UI/UX · Interaction design · 2025–26

Indiana Fever Landing Page Redesign

What if a team site felt like game day? A concept redesign that trades transactions for arena energy and makes fans feel part of the team at every scroll.

Role
UI/UX, interaction design & prototyping
Tools
Framer, Figma, Nano Banana, King AI
Client
Concept redesign (no client)
Status
Completed in 2 weeks
The problem

The official site treats fans like customers instead of community.

The current site leads with transactions: ticket sales, sponsor promos, app downloads. The Stranger Things collaboration, their biggest drop, sits in a plain thumbnail next to generic merch. Same size, same treatment, no excitement.

There's also a structural issue: the Fever page lives inside WNBA.com's shared template. One click and you're on another team's page. But a Fever fan isn't there for other teams, they're there for their team. The current structure treats loyalty as an afterthought.

Look at the biggest clubs in the world, Manchester United, Barcelona. Each site is built around the team's identity, colours, and story. What if Indiana Fever had that same brand ownership?

Original Fever site hero
Original Fever site store and tickets Original Fever site videos Original Fever site footer
The official site today: ticket promos, sponsor banners, and the Stranger Things drop reduced to one thumbnail among generic merch.
The insight

Fans don't visit a team site to be sold to. They come to feel connected.

Design goal: make fans feel like part of the team at every scroll. A landing page isn't a list of features, it's a story, where each section earns the next.

Where the current site loses fans
Hero
The first thing fans see is yesterday's news in four boxes of text. No video, no energy, no reason to feel excited about game day.
Players
New fans riding the Caitlin Clark wave don't know the roster, and players sit buried in a submenu. Meeting the team feels like homework.
Merch
Dribbble references showed beautiful 3D jerseys, but they were static. The official site only offered flat front and back PNGs to work from.
The solution, a story that earns the next scroll
  • Hero → hook. A looping highlight reel of crowd, huddles, and gameplay. You feel the energy before reading a single word.
  • News → context. Hover-activated cards keep fans informed. You're not an outsider; you know what's happening.
  • Schedule → anticipation. A live countdown to the next game. Now you're waiting for something.
  • Starting Five → connection. Animated player cards with click-to-reveal stats (PPG, RPG, APG). Inspired by NBA 2K's team-select screen, fans meet the players in 10 seconds, no navigation required.
  • Shop teaser → desire. A 360° spinning jersey floating in darkness with the Stranger Things aesthetic. The drop becomes an experience, not a CTA.
The original Indiana Fever site hero
Before After
Drag the slider to compare the original site hero against the redesigned looping highlight reel.
Starting Five, animated player cards with click-to-reveal stats, inspired by NBA 2K's team-select screen.
The shop drop, staged like a sneaker launch

A limited-edition collab is a moment. The goal was to make fans stop and feel something, not scroll past another thumbnail. So the drop got the sneaker-launch treatment: a 360° spinning jersey floating in darkness, wrapped in the Stranger Things aesthetic. The Upside Down reaches Indiana before anyone clicks buy, turning a flat CTA into an experience.

The catch: the only source material was the official site's flat front and back PNGs. Getting from there to a cinematic spin took a four-step pipeline.

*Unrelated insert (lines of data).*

PR #1608, opened 2026-09-03
feat: support scoping the dark: variant to a root selector in tailwindCompiler

chrisschnaars:
## Summary
- `tailwindCompiler`/`TailwindStyle` accept a new `darkModeRootSelector` option. When supplied, the generated `dark:` custom-variant is scoped to that root's own `[darkModeDataAttribute]`, self or descendant, instead of matching the attribute on *any* ancestor.
- Omitted (the default), behavior is byte-for-byte unchanged from today.
- Mirrors `when-color-mode-dark($root)` (`styles/mixins/when-color-mode-dark.scss`, added in #1596) — same rationale: a page can have two independent `data-color-mode` scopes (e.g. readme's SuperHub admin shell vs. the hub content it's previewing), and the current ancestor-matching selector can't tell them apart. No default root selector is provided, for the same reason `when-color-mode-dark` doesn't have one — see that mixin's doc comment, and the new doc comment on `tailwindCompiler`'s `darkModeRootSelector` param, for the full reasoning.

## Test plan
- [x] `__tests__/utils/tailwind-compiler.test.ts` (new) — unit-tests the generated `@custom-variant dark (...)` string directly (spies on `tailwindcss.compile` since the real compile pipeline needs this package's production string-import loaders, which aren't wired into vitest — same reason the existing `TailwindStyle.test.tsx` mocks `tailwindCompiler` rather than exercising real output)
- [x] `__tests__/components/TailwindStyle.test.tsx` — new case confirming `darkModeRootSelector` threads through to `tailwindCompiler`
- [x] `npx vitest run` on both files — 9/9 passing
- [x] `npx eslint` — clean
- [x] `npx tsc --noEmit` — no new errors

### DIFF
--- a/__tests__/components/TailwindStyle.test.tsx
+++ b/__tests__/components/TailwindStyle.test.tsx
@@ -31,11 +31,30 @@ describe('TailwindStyle', () => {
         );
       });
     });
+
+    it('passes darkModeRootSelector through to tailwindCompiler', async () => {
+      render(
+        <TailwindStyle darkModeDataAttribute="data-color-mode" darkModeRootSelector=".rm-ReadMe">
+          <div className={`${tailwindPrefix} dark:text-blue-500`} />
+        </TailwindStyle>,
+      );
+
+      await waitFor(() => {
+        expect(tailwindCompiler).toHaveBeenCalledWith(
+          expect.arrayContaining(['dark:text-blue-500']),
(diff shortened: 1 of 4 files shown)


rafegoldberg:
## This PR was released!

🚀 Changes included in [<b>v15.4.0</b>](/readmeio/markdown/releases/tag/v15.4.0)
<br>

PR #1609, opened 2026-09-04
fix(mdxish): keep multi-line JSX expressions in one block

DamaraNadhra:
| 🎫 Resolve RM-18244 |
| :-----------------: |

## 🎯 What does this PR do?

**The bug**

A curly-brace expression whose JSX branch sits on its own line leaked its syntax into the page:

```md
{user ? (
  <Callout theme="info">
    Yes
  </Callout>
) : null}
```

rendered as a paragraph `{user ? (`, then the callout, then a paragraph `) : null}`. The same expression on one line worked, and the whole thing worked on MDX.

**Root cause**

The lenient `{}` tokenizer only registered a **text** construct, so every expression lived inside a paragraph. A `<Callout>` at the start of a line is an HTML/JSX block opener, and a block opener ends a paragraph. micromark closed the paragraph after `{user ? (`, the tokenizer never saw its closing brace, and the run was split into three blocks.

**Fix**

1. `mdx-expression-lenient/syntax.ts`: add a **flow** `{}` construct next to the text one. It claims every line of the run so a `<Component>` line can't split it, and a per-line lookahead ends the run at a blank line, code fence, heading or thematic break so a stray `{` can't swallow the block after it. Single-line runs stay text expressions inside their `<p>`
2. `evaluate-expressions.ts`: a flow expression's result gets the same `<p>` its one-line form has (root, blockquote, list item), unless a JSX element consumes it directly. Block detection keys off tag case, so a `Table` component or a real `<div>` is lifted out of `<p>` like `<Tabs>` already was
3. `mdxish-expression.ts`: only bind plain `<Foo/>` identifiers into scope. Hyphenated and namespaced tags compile to strings, and stubbing `Foo` for `<Foo.Bar/>` made the content vanish silently
4. Smaller: warn when the fallback renderer drops a subtree, wrap a multi-line `{user.name}` in a `<p>`, share `INLINE_HTML_TAGS` via `lib/constants.ts`, add `micromark-factory-space` as a direct dependency

## 🧪 QA tips

- [ ] **The bug.** Renders one callout with no stray `{` or `}` text:

  ```md
  {true ? (
    <Callout theme="info">
      Yes
    </Callout>
  ) : null}
  ```

- [ ] **Single-line form is unchanged** : `{1 + 1}` on its own line still renders `<p>2</p>`, and `{true ? <Tabs>…</Tabs> : null}` still lifts out of the paragraph

- [ ] **Inline result keeps its paragraph across lines** — this renders `<p><a href="x">link</a></p>`,
matching the one-line form:

```md
  {true ? (
    <a href="x">link</a>
  ) : null}
```

- [ ] **Blockquote / list item** : `> {1 +` / `> 1}` renders `<p>2</p>` inside the blockquote, not bare text
- [ ] **A stray brace can't swallow the block after it** : `{foo` followed by a fenced code block
containing `}` renders the literal `{foo` and a normal code block; same for a heading or `***`
- [ ] **Blank line still splits** : `{ a`, a whitespace-only line, `}` renders two literal paragraphs, same as with an empty line
- [ ] **Magic block body untouched** : `Before [block:callout]` followed by a multi-line JSON body and `[/block]` still renders the callout
- [ ] **Component-in-expression edge cases** : `{<My-Block />}` with a `MyBlock` component renders it; `{<Callout.Foo />}` stays literal text rather than disappearing
- [ ] **Template-literal children** : `<Terminal>{`…`}</Terminal>` still passes a bare string to the component

## 📸 Screenshot or Loom

<table>
  <tr>
  <th>Before</th>
  <th>After</th>
  </tr>
  <tr>
  <td>

Screenshot 2026-09-07 at 10 07 35 am

  </td>
  <td>

Screenshot 2026-09-07 at 10 06 02 am

  </td>
  </tr>
  </table>


DamaraNadhra:
@greptileai

processor/transform/mdxish/evaluate-expressions.ts
```diff
@@ -110,16 +124,24 @@ const evaluateExpressions: Plugin<[Options?], Root> =
...
+          expressionNode.data = { ...expressionNode.data, hChildren };
+          // An inline result in a block slot renders inside a `<p>`, as its one-line form does.
+          // Retyping it as a text expression makes it legal paragraph content.
+          if (needsBlock && !isBlockResult(hChildren)) {
+            const inline: MdxTextExpression = { ...expressionNode, type: 'mdxTextExpression' };
+            parent.children.splice(index, 1, wrapInParagraph(inline));
+          }
         } else {
-          parent.children.splice(index, 1, createTextNode(result, position));
+          parent.children.splice(index, 1, placeText(createTextNode(result, position), needsBlock));
```
DamaraNadhra, line 139: this `<p>` wrapping/lifting is needed becoz the tokenizer picks inline vs block from line breaks alone, but whether the result belongs in a `<p>` depends on what it evaluates to. The transformer reconciles the two so formatting doesn't change the output, and a block element never ends up inside a `<p>` (which breaks hydration)

```md
  {1 + 1}      → <p>2</p>
  {1 +
  1}           → 2 (before, naked text)   →  <p>2</p>   (now)

  {cond ? <Tabs>…</Tabs> : null}   → <div class="tabs">…</div>   (no <p>; this lift already existed, the wrap above is its mirror)
```

lib/micromark/mdx-expression-lenient/syntax.ts
```diff
@@ -1,90 +1,193 @@
...
+    // Indented code can't interrupt, so neither can anything else on an indented line.
+    const tail = self.events[self.events.length - 1];
+    if (
+      self.parser.constructs.disable?.null?.includes('codeIndented') !== true &&
+      tail &&
+      tail[1].type === types.linePrefix &&
+      tail[2].sliceSerialize(tail[1], true).length >= constants.tabSize
+    ) {
+      return ok(code);
+    }
```
DamaraNadhra: this part might be confusing, but really, what it does is checking: was the next line indented four or more columns? If yes, return `ok`, meaning continue the run, and do not bother asking the block constructs at all

__tests__/lib/micromark/mdx-expression-lenient.test.ts
eaglethrost, line 1: Good starting tests, can we have more for:
1. Various levels of indents in the components?
2. When there's empty lines inside the components

Examples:
```
{true ? (
  <Callout theme="info">
    Yes

  </Callout>
) : null}

{true ? (
  <Callout theme="info">
           Yes
      Weird indent
  </Callout>
) : null}
```

lib/micromark/mdx-expression-lenient/syntax.ts
```diff
@@ -1,90 +1,181 @@
...
+  };
 }
 
 export function mdxExpressionLenient(): Extension {
   return {
+    flow: {
+      [codes.leftCurlyBrace]: {
+        name: 'mdxFlowExpression',
+        tokenize: tokenizeExpression('mdxFlowExpression'),
+        concrete: true,
```
eaglethrost: `concrete: true` swallows lists and blockquotes after a stray { line, since lineContinues only consults flow constructs and containers. I believe not using it can solve some cases already.

eaglethrost (changes requested):
Root issue & approach makes sense, noticed some cases not covered yet (e.g. with spaces in the examples) we should fix:
- Spacing in components
- Variables in table cells and component bodies gain a `<p>`

__tests__/lib/micromark/mdx-expression-lenient.test.ts
DamaraNadhra: 1. added
2. this was intentionally skipped because we were supposed to end at a blank line, but the concern makes sense since most of the JSX stuff involves blank lines. However, if I make the tokenizer swallow blank lines, it would break some of the currently intended behavior, such as:

```
{dimas

is so **handsome**

no cap}
```
would render as `{dimas is so **handsome** no cap}` instead of the intended 3 paragraphs

so I've added support in the tokenizer to make it swallow blank lines, but **only if** the run is in a nested brace
```js
{items.map(item => {
  const label = item.name.toUpperCase();

  return <Callout key={item.id}>{label}</Callout>;
})}
```
would work while keeping
```
{dimas

is so **handsome**

no cap}
```
as 3 paragraphs

eaglethrost: Nice great we can do that while keeping the old behaviour!

eaglethrost (commented):
Logic looks good, nice work getting the multi space expressions working! Let's add some more tests and it should be good to go:
- Tests for when the multiline expressions are inside components (Tabs, Accordion, custom components, etc). There's been some issue with this in the past so let's make sure there's no regressions there
- Regression snapshot tests

eaglethrost:
@DamaraNadhra Sorry another thing, can you verify that the `<p>` wrapping over variables works well and not cause regressions? I noticed that `{variable}` only lines in table cells now get wrapped in a paragraph whilst before it doesn't. Rendering wise it looks the same at a glance, but double check on this on several cases (lone variables in a components, etc). 

Also check if this can break custom CSS in the readme projects since this changes the composition of the lone variables. Ideally we retain the old behaviour, but if it's hard to do or there's no clean way to do it, I think it's still acceptable as long as we're sure of its implications. Wrapper elements can create rendering differences even though it looks harmless.

lib/utils/mdxish/mdxish-expression.ts
```diff
@@ -21,20 +21,21 @@ const containsJsxNode = (value: unknown): boolean => {
   return Object.values(value).some(containsJsxNode);
 };
 
-/** Read the component name off a JSX element name node (`Foo`, `Foo.Bar`, `foo:Bar`). */
+// A capitalized name `buildJsx` compiles to a variable reference, so it is also a legal
+// `new Function` parameter. Hyphenated tags (`<My-Block/>`) are JSXIdentifiers too but compile
+// to a string type, and a hyphen in the parameter list would be a SyntaxError.
+const COMPONENT_IDENTIFIER = /^[A-Z][\w$]*$/;
```
eaglethrost: Nit: Can we reuse componentTagPattern from lib/constants.ts? Does that work?

DamaraNadhra: hmmm not really, because `componentTagPattern` matches a whole `<Tag ...>.`  We are testing a bare identifier read off the estree, with no angle brackets, but I added `componentNamePattern` to `lib/constants.ts` with a comment tying the two together to avoid confusion

DamaraNadhra:
> @DamaraNadhra Sorry another thing, can you verify that the `<p>` wrapping over variables works well and not cause regressions? I noticed that `{variable}` only lines in table cells now get wrapped in a paragraph whilst before it doesn't. Rendering wise it looks the same at a glance, but double check on this on several cases (lone variables in a components, etc).
> 
> Also check if this can break custom CSS in the readme projects since this changes the composition of the lone variables. Ideally we retain the old behaviour, but if it's hard to do or there's no clean way to do it, I think it's still acceptable as long as we're sure of its implications. Wrapper elements can create rendering differences even though it looks harmless.

confirmed this, a lone `{user.x}` inside a component body or table cell are now picking up a `<p>`, which came from a variable-wrapping tweak in `variables-text.ts`, and yeah, I agree with retaining the old behavior to avoid unexpected regressions, for that, I've reverted the change on `variables-text.ts` so lone variables render exactly as before

DamaraNadhra:
> Logic looks good, nice work getting the multi space expressions working! Let's add some more tests and it should be good to go:
> 
> * Tests for when the multiline expressions are inside components (Tabs, Accordion, custom components, etc). There's been some issue with this in the past so let's make sure there's no regressions there
> * Regression snapshot tests

1. Added
2. Added

eaglethrost (approved):
Thanks for iterating!

rafegoldberg:
## This PR was released!

🚀 Changes included in [<b>v15.5.2</b>](/readmeio/markdown/releases/tag/v15.5.2)
<br>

Flat PNG Nano Banana · 3D King AI · spin Framer · final
Step 1 · Original assets
Original flat jersey back from the official site Original flat jersey front from the official site Tap to flip ⇄
The starting point: flat front and back PNGs pulled straight from the official store. Tap to flip between them.
Step 2 · 3D renders, Nano Banana
3D jersey back 3D jersey front Tap to flip ⇄
Nano Banana lifts the flat artwork into dimensional front and back renders.
Step 3 · Spin animation, King AI
King AI turns the renders into a continuous 360° spin.
Step 4 · Final on page, Framer
Composed in Framer with the Stranger Things treatment, the spinning jersey becomes the drop's centrepiece.
What's next
  • Usability testing with real Fever fans across all three personas.
  • A/B test the cinematic shop teaser against a traditional product grid.
  • Measure scroll depth, time on page, and click-through to shop.
Key takeaways
  • Lead with emotion, not transactions. The official site opens with a promo; this opens with energy.
  • Players are the product. Front and centre, not buried in a submenu.
  • Scarcity needs staging. A limited collab deserves a moment, not a thumbnail.
  • Less content, more impact. One story, one action per section.
The bottom line

The official site sells tickets. This redesign builds a fanbase.